A Comprehensive Analysis of Image Captioning Models - Evaluating ViT-GPT2, BLIP, and GIT

Benchmarking Vision-Language Models for Automated Image Description Using Quantitative and Qualitative Metrics

Dec 10, 2024 4 min read

This project is a comparative study of Image caption generation model . This experiment aims to provide:

A detailed breakdown of the architectures and mechanisms of ViT-GPT2, BLIP, and GIT.
A quantitative and qualitative analysis of their performance.
Insights into the strengths, limitations, and suitability of each model for real-world applications.

The dataset utilized for this study consists of 600 images, sourced exclusively from open-access platforms to ensure accessibility and reproducibility. Each image was meticulously self-annotated with high-quality captions to create a reliable ground truth for evaluating the models’ performance.

Visit the Project on GitHub View data in Kaggle

Dataset Composition

Animals - Includes various species in diverse settings, such as wildlife, pets, and zoos.
Humans - Depicts people in natural environments, performing activities, and interacting with objects.
Architecture - Captures man-made structures, including buildings, bridges, and urban landscapes.
Natural Formations and Nature - Covers landscapes, forests, mountains, rivers, and other natural scenes.
Everyday Objects - Features commonly found objects, such as tools, household items, and vehicles.

The data that we collected have been uploaded to Kaggle. Please check them out here.

Dataset Challenges

Diversity of Visual Content: Ensuring the dataset captures a wide variety of visual scenes and objects for generalizability.
Annotation Quality: Maintaining consistency in style and accuracy across all annotated captions.
Ambiguity: Handling images with multiple possible interpretations, where different valid captions could describe the same image.

Sample Image and Prompt

Custom Annotation - Man attempting a slam dunk
vit-gpt2 - a woman jumping in the air to catch a frisbee
blip-conditional - a photography of a basketball player jumping to the basket
blip-unconditional - a man jumping in the air with a basketball
git - a young man playing basketball in a gym

Models used for caption generation

The models that were used for caption generation are:

The folder captions in the repository contains all groundtruth captions as well as the model generated captions.

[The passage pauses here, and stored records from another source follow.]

PR #806, opened 2024-11-29
[ENH] filter dicoms earlier to avoid nibabel crash with XA ill-formed mutli-planar localizer dicoms

bpinsard:
see https://github.com/nipy/nibabel/issues/1392#issuecomment-2508066687

Apparently some of the validation of the dicom triggers nibabel.nicom that crashes on ill-formed dicoms.
Moving the dicom filter a bit before, allow to easily filter these with the heuristics `filter_dicom`. 
I should not change anything to the results.

### DIFF
--- a/heudiconv/dicoms.py
+++ b/heudiconv/dicoms.py
@@ -169,6 +169,9 @@ def validate_dicom(
     Parse DICOM attributes. Returns None if not valid.
     """
     mw = dw.wrapper_from_file(fl, force=True, stop_before_pixels=True)
+    if dcmfilter is not None and dcmfilter(mw.dcm_data):
+        lgr.warning("Ignoring %s because of DICOM filter", fl)
+        return None
     # clean series signature
     for sig in ("iop", "ICE_Dims", "SequenceName"):
         try:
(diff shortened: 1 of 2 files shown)


dangom:
Affected by this as well. Any change this could be merged?!

hbraunDSP:
I am also affected by this; adding my voice to the merge requests.

Are we waiting on test coverage?

heudiconv/heuristics/reproin.py
```diff
@@ -226,7 +226,7 @@ def _delete_chars(from_str: str, deletechars: str) -> str:
 
 def filter_dicom(dcmdata: dcm.dataset.Dataset) -> bool:
     """Return True if a DICOM dataset should be filtered out, else False"""
-    return True if dcmdata.StudyInstanceUID in dicoms2skip else False
+    return True if dcmdata.get("StudyInstanceUID") in dicoms2skip else False
```
yarikoptic, line 229: why this change was necessary?  (the others in the file are just formatting, and should not be needed)

heudiconv/dicoms.py
```diff
@@ -203,6 +194,15 @@ def validate_dicom(
     except AttributeError:
         lgr.info("File {} is missing any StudyInstanceUID".format(fl))
         file_studyUID = None
+    if dcmfilter is not None and dcmfilter(mw.dcm_data):
+        lgr.warning("Ignoring %s because of DICOM filter", fl)
+        return None
```
yarikoptic, line 199: I am a little confused -- it seems that you moved filtering **later** not earlier!

I do see that you made it so it clears/deletes signatures now **later** than filtering is done, so would that suffice -- just to move deletion of signatures and keeping the rest of the code as is?

yarikoptic (changes requested):
Thanks for the PR! Sorry it takes awhile to get to them.

I left some questions to clarify the changes.  Also I wonder if there is an easy way for a test, even if it would just be a smoke test to show that it crashed before and no longer? ;)

PR #816, opened 2025-03-05
Fixup script for anonymization

yarikoptic:
TODOs
- [ ] make git-annex invocations optional/autodetected based on presence of .git/annex
- [ ] review git-annex behavior -- I think due to dotfiles. we might want some explicit setting to be tuned up in git annex config

### DIFF
--- a/utils/anon-cmd
+++ b/utils/anon-cmd
@@ -1,6 +1,7 @@
 #!/bin/bash
 # Generic anonymization script which would anonymize sid based on what it had
 # seen in the past or simply what the translation dict already has.
+# TODO: make git-annex use optional
 
 set -eu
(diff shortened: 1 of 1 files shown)


yarikoptic:
@claude review the script modified by this PR - its purpose is to maintain and update mapping for subject ids to new sequentially growing ids.  Then 
- tune to use git-annex  only if it is a git-annex repo (e.g. when there is `.git/annex`)
- if file starts with period, make script ensure that `annex.dotfiles` is set to true (`git annex config --set annex.dotfiles true` )
- add testing (could use e.g. bats or even code in python via pytest etc) that mapping happens as expected and file contains desired mapping

Issue #814, opened 2025-02-23
Siemens XA30: heudiconv fails to handle partial volumes


mvdoc:
Whenever a run is manually halted, Siemens XA30 generates a valid enhanced DICOM with fewer slices. If that happens, dcm2niix splits the series into a nifti with the full volumes and another nifti with the partial volume (see https://github.com/rordenlab/dcm2niix/issues/742). Currently, heudiconv doesn't handle this case, and crashes because it tries to overwrite the intact volume with the partial volume.

Possible solutions:
1. Since dcm2niix will flag the partial volumes as derived, a solution would be to allow calling dcm2niix with the flag `-i y`, which ignores all derived series. But this is not really a great solution, since there are cases where we may want to convert also derived series.
2. dcm2niix adds a `derived` string under the bidsguess key in the output json. We could check if that string exists, but I guess it would work only when heudiconv is run with the flag `--bids`
3. The partial volumes are valid nifti files with fewer slices than prescribed. If multiple files are generated from the same series, we could maybe add a check on the number of slices to detect the partial volumes.

bpinsard:
I see 3 options to fix that issue:
- a heuristic specific `dicom_filter` that checks dicoms tags are reported in the issue above, needs to be used for all XA data
- heuristics to allow specifying per-series the parameters for dcm2niix call: in that case `-i y` .
- a more global fix that would remove the partial volumes after dcm2niix conversion in `convert.save_converted_files`, partial volumes would be detected if the same series produced 2 files, and only one with `"RawImage": False` metadata. see #817

mvdoc:
Closing this as #817 fixed this issue (and I also just verified that heudiconv 1.3.4 works on a dataset with partial volumes). Thanks again @bpinsard!

PR #817, opened 2025-03-13
[FIX] remove XA partial volumes, generated by dcm2niix as derived data

bpinsard:
Attempt at fixing #814 , following new dcm2niix strategy to fix https://github.com/rordenlab/dcm2niix/issues/742 

TODO:
- [x] add tests data ( I have phantom data that I can add here).


yarikoptic:
could it be some really minimal phantom data, like masterfully interrupted 2 volumes with 1 having 2 slices and another 1? ;)  if not -- may be we should add to https://datasets-tests.datalad.org/ -- just share somewhere and I would add there

heudiconv/convert.py
```diff
@@ -922,6 +923,42 @@ def save_converted_files(
...
+        # be merged/postprocessed later
+        bids_files = (
+            sorted(bids_files)
+            if len(bids_files) == len(res_files)
+            else [None] * len(res_files)
+        )
+        # preload since will be used in multiple spots
+        bids_metas = [load_json(b) for b in bids_files if b]
+
+        # interrupted scans on XA: see dcm2niix #742
```
yarikoptic, line 936: this code block is worth moving into some helper function e.g. `handle_partial_volumes(bids_files, bids_metas)` which would potentially mutate those structures.

heudiconv/convert.py
```diff
@@ -1040,7 +1067,7 @@ def save_converted_files(
         safe_movefile(res_files, outname, overwrite)
         if isdefined(res.outputs.bids):
             try:
-                safe_movefile(res.outputs.bids, outname_bids, overwrite)
+                safe_movefile(bids_files, outname_bids, overwrite)
```
yarikoptic, line 1070: would need to double-check on what is the effect here and why e.g. we did not use bids_files to start with here, or why checking `isdefined` for res.output.bids and not bids_files to be defined...

mvdoc:
thank you for this @bpinsard . I tried to run it on the dataset that gave the error, but it still fails. This is a multiecho (3 echoes) dataset, and the weird thing is that the partial volumes for echoes 1 and 2 get recognized as partial with your PR, but not echo 3.

unfortunately I cannot share the dataset and it will take me a while to get some phantom data

bpinsard:
Thanks for the feedback, I will acquire some phantom multi-echo tomorrow to have test data. Are you using the CMRR sequence?

mvdoc:
yep. thanks @bpinsard !

bpinsard:
Well obviously removing items from the lists while iterating on it was a bad idea, but was only a problem with more than 2 converted files, such as with multi-echo. Works on the multi-echo phantom data I got this morning. 
Refactored to a separate function, too.

mvdoc:
I just tried on my dataset, it works great 💯

heudiconv/convert.py
```diff
@@ -851,6 +851,57 @@ def nipype_convert(
...
+    nii_files
+        filtered niftis
+    bids_files
+        filtered BIDS jsons
+    bids_metas
+        filtered BIDS metadata
+
+    """
+    partial_volumes = [not metadata.get("RawImage", True) for metadata in bids_metas]
+    no_partial_volumes = not any(partial_volumes) or all(partial_volumes)
```
yarikoptic, line 881: sorry, my had hurts a little trying to do this `bool` and need for that `or`. Wouldn't it make it easier to talk in terms of 

```suggestion
    has_partial_volumes = any(partial_volumes)
```
? (and then flip `if` below)  or it wouldn't be sufficient?

heudiconv/convert.py
```diff
@@ -851,6 +851,57 @@ def nipype_convert(
...
+    -------
+    nii_files
+        filtered niftis
+    bids_files
+        filtered BIDS jsons
+    bids_metas
+        filtered BIDS metadata
+
+    """
+    partial_volumes = [not metadata.get("RawImage", True) for metadata in bids_metas]
```
yarikoptic, line 880: so, a partial volume is iff `RawImage = False`? i.e. is every volume with `RawImage = False` is a partial volume?

heudiconv/convert.py
bpinsard: I am not sure if "RawImage":False is also present for other derived data, so I tried to narrow down the case where a series produced niftis with both False and not present (or True if ever). 
There might still be derived data that we want to convert.

yarikoptic:
fwiw -- typing seem needs fixing

bpinsard:
- typing error present in main.
- tests setup broken for git-annex install.

heudiconv/convert.py
yarikoptic: FTR, `datalad foreach-dataset -r --output-streams relpath   git grep RawImage` across our datasets found  251 of .json files among which
- 241 of _rec-moco files (motion corrected on the scanner I assume).  **So we should not just skip those AFAIK!**
- other 10 are mix of T1w and 1 dwi without having __dup in name with some __dup (very likely to be the canceled ones)

surprised that we didn't see that many of __dup files which should be the interrupted runs.  But likely because conversion was done with earlier versions of dcm2niix so it didn't detected as many cases before

heudiconv/convert.py
```diff
@@ -849,6 +849,61 @@ def nipype_convert(
...
+        filtered niftis
+    bids_files
+        filtered BIDS jsons
+    bids_metas
+        filtered BIDS metadata
+
+    """
+    partial_volumes = [
+        not metadata.get("RawImage", True)
+        and metadata.get("SeriesNumber", 0) > 1000
```
yarikoptic, line 880: could you please add a comment above to point to current dcm2niix code which relies on this heuristic.

Meanwhile, I filed

- https://github.com/rordenlab/dcm2niix/issues/972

The annotations can be viewed in this sheet or in all_captions.csv file.

We used three metrics for our comparative study:

METEOR
BLEU-1
BLEU-2

Results

The results are calculated in score.ipynb notebook.The table and the graphs obtained from the study is shown below:

Model	METEOR	BLEU-1	BLEU-2
ViT-GPT2	0.1644	0.1845	0.0816
GIT	0.2207	0.2301	0.117
BLIP (Conditional)	0.2418	0.2357	0.1246
BLIP (Unconditional)	0.2426	0.2555	0.1327

Quantitative Results and Qualitative Analysis

The quantitative results are :

BLIP (Unconditional Mode) achieved the highest scores across all metrics (METEOR: 0.2426, BLEU-1: 0.2555, BLEU-2: 0.1327).
BLIP (Conditional Mode) closely followed, showing slight improvements in guided captioning (METEOR: 0.2418, BLEU-1: 0.2357, BLEU-2: 0.1246).
GIT demonstrated a balanced performance (METEOR: 0.2207, BLEU-1: 0.2301, BLEU-2: 0.1170).
ViT-GPT2 performed the weakest, struggling with visual-text alignment (METEOR: 0.1644, BLEU-1: 0.1845, BLEU-2: 0.0816).

The qualitative analysis that we made are:

BLIP models generated semantically rich and contextually accurate captions.
- GIT provided coherent but sometimes generic captions.
- ViT-GPT2 struggled with misidentification and irrelevant outputs.

Model Strengths and Weakness

The strength are as follows:

BLIP’s Dual Mode (Conditional/Unconditional) allowed better flexibility in caption generation.
GIT’s unified transformer architecture helped in balancing vision-language processing.
ViT-GPT2’s modularity enabled adaptability in vision and text alignment.

The weakness are as follows:

BLIP required significant computational resources.
GIT lacked interpretability due to its tightly coupled vision-language representation.
ViT-GPT2 frequently misidentified objects and actions, leading to less reliable captions.

Evaluation Metrics

- METEOR captured semantic accuracy.
- BLEU-1 and BLEU-2 measured word precision and phrase coherence.
- Other advanced metrics (CIDEr, ROUGE-L, SPICE) were not included, limiting evaluation depth.

Limitations

- Small dataset size (600 images) reduced statistical reliability.
- Lack of advanced evaluation metrics affected a deeper analysis.
- Real-world applicability was not tested, limiting practical insights.